● Work task
An exact copy of the data below is required; return it in full.
··· Recorded data
PR #2536, opened 2024-11-24
Twitch can no longer lower your next move beneath 1, no more obscene embeds on reagent spears

ReturnToZender:
## About The Pull Request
······
● Solution to this task
PR #2536, opened 2024-11-24
Twitch can no longer lower your next move beneath 1, no more obscene embeds on reagent spears

ReturnToZender:
## About The Pull Request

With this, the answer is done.